I'd expand this a bit further too: they tried to make them look like regular function calls in an age where asynchronous/callback programming in general was a nightmare.

At least in C# today, a lot of the debug pain I recall helping other developers through with the old SOAP/WSDL WCF auto-gen code would be solved with async/await. Practically no one understood the Begin{FunctionName}Async/End{FunctionName}Async pattern that the best of those wrappers used at the time and so many developers settled for synchronous blocking and deadlocking anti-patterns instead.

Which again leads to the more general problem with such things that: when they worked right they were magic, and when they didn't work they were (practically) impossible to debug.

There is something to be said that, too, that no one wanted to write a WSDL definition file or a SOAP wrapper by hand, so you were always fighting your tooling to produce what you needed and had a hard time correcting it when it did something sub-optimal.

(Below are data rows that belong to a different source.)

PR #6646, opened 2025-02-07
Remove the chat sound when watching a replay

Garanas:

This refers to the sound when you receive a message. The sound plays in replays. I personally find it to be an annoying sound, but this is of course subjective.

## Checklist

### DIFF
--- a/changelog/snippets/fix.6646.md
+++ b/changelog/snippets/fix.6646.md
@@ -1,1 +1,1 @@
-- (#6646) Remove the chat bleeps when watching a replay
+- (#6646) Remove the chat beeps when watching a replay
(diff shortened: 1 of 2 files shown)


changelog/snippets/fix.6646.md
```diff
@@ -0,0 +1 @@
+- (#6646) Remove the chat bleeps when watching a replay
```
lL1l1, line 1: A bleep is the sound used to censor swear words.
```suggestion
- (#6646) Remove the chat beeps when watching a replay
```

lL1l1 (approved):
The current implementation of the chat beep doesn't make sense so removing it is okay. There is a chat beep UI mod (ChatBeepLite) that has a more reasonable design (beeps only for ally chat/private chat messages). Maybe that could be a feature to implement with configuration options.

PR #6647, opened 2025-02-07
Add a guard to prevent a buffer overflow when saving a game

Garanas:

According to @4z0t there's a possible buffer overflow in this function. This function is exposed to UI mods. It would technically allow a UI mod to run arbitrary code when the UI mod is enabled.

## Checklist

### DIFF
--- a/lua/ui/globals/InternalSaveGame.lua
+++ b/lua/ui/globals/InternalSaveGame.lua
@@ -31,11 +31,11 @@ do
     ---@param filename string
     _G.InternalSaveGame = function(filename, friendlyFilename, onCompletionCallback)
         if DebugAllocatedSize(filename) > 50 then
-            filename = filename:sub(0, 50)
+            filename = filename:sub(1, 50)
         end
 
         if DebugAllocatedSize(friendlyFilename) > 50 then
-            friendlyFilename = friendlyFilename:sub(0, 50)
+            friendlyFilename = friendlyFilename:sub(1, 50)
         end
 
         return oldInternalSaveGame(filename, friendlyFilename, onCompletionCallback)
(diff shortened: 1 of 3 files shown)


lua/ui/globals/InternalSaveGame.lua
```diff
@@ -0,0 +1,43 @@
...
+do
+    local DebugAllocatedSize = debug.allocatedsize
+
+    local oldInternalSaveGame = _G.InternalSaveGame
+
+    --- Hook to fix a buffer overflow security issue in the engine
+    ---@param filename string
+    _G.InternalSaveGame = function(filename, friendlyFilename, onCompletionCallback)
+        if DebugAllocatedSize(filename) > 50 then
+            filename = filename:sub(0, 50)
```
4z0t, line 34: Lua is 1-indexed.

Garanas: Fixed in https://github.com/FAForever/fa/pull/6647/commits/f8ef9726fc7eb58728580c9a95bd6b4a82ffe8c4

4z0t (approved):

Hdt80bro (changes requested):
50 characters is too short (the buffer size windows uses is 260) and checking the C object size is incorrect; Lua's `string.len()` gets the raw character length.

Garanas:
But characters can be 8 or 16 bytes. How do I know which ones they are?

Hdt80bro:
I don't think Lua cares; it says a string's length is always the raw number of bytes composing it, regardless of multicharacter glyphs. I don't know how LuaPlus changes that with wide characters, but it should be easy to test at least. I'm realizing that it isn't an exact science anyway since this filename is going to appended to the user's save directory (which also uses some of that buffer), so probably setting it to 100 characters and shipping it is fine.

Hdt80bro (approved):

Hdt80bro:
This completely broke file saving for some people.

4z0t:
Then we have to fix the engine.

PR #6648, opened 2025-02-08
Make Terrain000 use the water channel in the map info texture

BlackYps:
The map editor will be able to automatically generate the map info texture with all the channels, so there is no reason not to use the higher resolution water texture.

## Checklist

### DIFF
--- a/effects/terrain.fx
+++ b/effects/terrain.fx
@@ -2097,7 +2097,7 @@ float4 TerrainPBRAlbedoPS ( VS_OUTPUT inV) : COLOR
 // | S6 | R             G               B              specularity     | X               Y               Z               unused       |
 // | S7 | R             G               B              specularity     | X               Y               Z               unused       |
 //  ----            ---             ---             ---              ---             ---             ---             ---            ---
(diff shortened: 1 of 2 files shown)


Garanas (approved):

effects/terrain.fx
```diff
@@ -2221,17 +2222,13 @@ float4 Terrain000AlbedoPS ( VS_OUTPUT inV, uniform bool halfRange ) : COLOR
     float3 r = reflect(normalize(inV.mViewDirection), normal);
     float3 specular = pow(saturate(dot(r, SunDirection)),80) * albedo.aaa * SpecularColor.a * SpecularColor.rgb;
 
-    // compute lighting
-    float dotSunNormal = max(0, dot(SunDirection, normal));
+    float dotSunNormal = dot(SunDirection, normal);
```
Garanas, line 2225: You want to allow negative numbers here?

BlackYps: two lines below the value is clamped anyway. I just removed redundancy

PR #6649, opened 2025-02-08
Nerf the Seraphim Destroyer's main turret in exchange for a buff to its torpedo defense

Basilisk3:
**Uashavoh: T2 Destroyer (XSS0201):**
- Front Ultrachromatic Beam Generator
  - Damage: 50 --> 45
  - Total directfire DPS: 209 --> 195
- Ajellu Anti-Torpedo Defense
  - FiringTolerance: 90 --> 180
  - MinRadius: 15 --> 5
  - Reload: 3.3s --> 3.0s
  - `UseFiringSolutionInsteadOfAimBone`: `false` --> `true`

- Performance against Tech 2 Torpedo Launchers stays more or less the same.
- The Seraphim Destroyer is slightly more effective against subs.

## Checklist


Basilisk3:
I also applied the same changes to torpedo defenses from #6607 here. Visually there is basically no difference, as the turret could turn 360 degrees already. So now it just works better, and there is also no more need for the pretty large `MinRadius` of `15`.

Now the question is whether we still want the 0.3s buff to its reload time.

Tagada14 (approved):

PR #6653, opened 2025-02-14
Close automated attack move loophole

lL1l1:
## Issue
The attack move sim callback relies on position data written in lua on the user side, which allows for automation of attack move orders.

I don't think swagger is a terribly huge step backwards as in general what I've seen of swagger is lot more descriptive than prescriptive. I've seen some swagger-described APIs that are heavily hypermedia and take a strong REST approach, and I've seen some swagger-described APIs that might as well be SOAP for as much as they resemble "proper" REST and/or hypermedia. It certainly feels more pragmatic than SOAP/WSDL, in trying to describe a lot of the variety in how people build REST-ish APIs, and maybe in that way it's a step forwards from a once-sized-fits-all prescriptive approach. (In that way it too is a step backwards in that sometimes a good prescriptive approach might lead people more easily down a "happy path" of best practices, but that's always the hard balance: pragmatism versus theoretical purity. The pendulum swings.)



This. To expand on it a little more, if you ran into a poorly define wsdl, you'd get horrible looking objects back. Some even generate ambiguous "data" objects that essentially contain an xml string you'd have to parse yourself.